Input:
PR #29, opened 2020-09-28
Remove the backup csv generated when removing replaces from the manifest

rrati:
If this isn't removed there are effectively 2 csvs in the manifest
dir, which isn't good


deploy/bundle/Makefile
```diff
@@ -26,6 +26,7 @@ manifest:
 	oc process --local -o yaml --raw=true IMAGE=$(OPERATOR_IMAGE) IMAGE_TAG=$(OPERATOR_IMAGE_TAG) VERSION=$(VERSION) REPLACE_VERSION=$(REPLACE_VERSION) -f $${TEMPLATE} > $(CSV)
 	@if [ "${REPLACE_VERSION}" == "" ]; then \
 	  sed -i.bak "/replaces/d" $(CSV); \
+	  rm -f $(CSV).bak; \
```
rporres, line 29: Why don't you just do an inplace in the previous line?

```shell
sed -i "" -e "/replaces/d" $(CSV)
```

rrati: Yep, that's better

rporres: nah, that won't work in Linux properly :(

rporres (approved):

What needs to be done:
Once the records have been read, print them all again exactly.

Finished exercise:
PR #29, opened 2020-09-28
Remove the backup csv generated when removing replaces from the manifest

rrati:
If this isn't removed there are effectively 2 csvs in the manifest
dir, which isn't good


deploy/bundle/Makefile
```diff
@@ -26,6 +26,7 @@ manifest:
 	oc process --local -o yaml --raw=true IMAGE=$(OPERATOR_IMAGE) IMAGE_TAG=$(OPERATOR_IMAGE_TAG) VERSION=$(VERSION) REPLACE_VERSION=$(REPLACE_VERSION) -f $${TEMPLATE} > $(CSV)
 	@if [ "${REPLACE_VERSION}" == "" ]; then \
 	  sed -i.bak "/replaces/d" $(CSV); \
+	  rm -f $(CSV).bak; \
```
rporres, line 29: Why don't you just do an inplace in the previous line?

```shell
sed -i "" -e "/replaces/d" $(CSV)
```

rrati: Yep, that's better

rporres: nah, that won't work in Linux properly :(

rporres (approved):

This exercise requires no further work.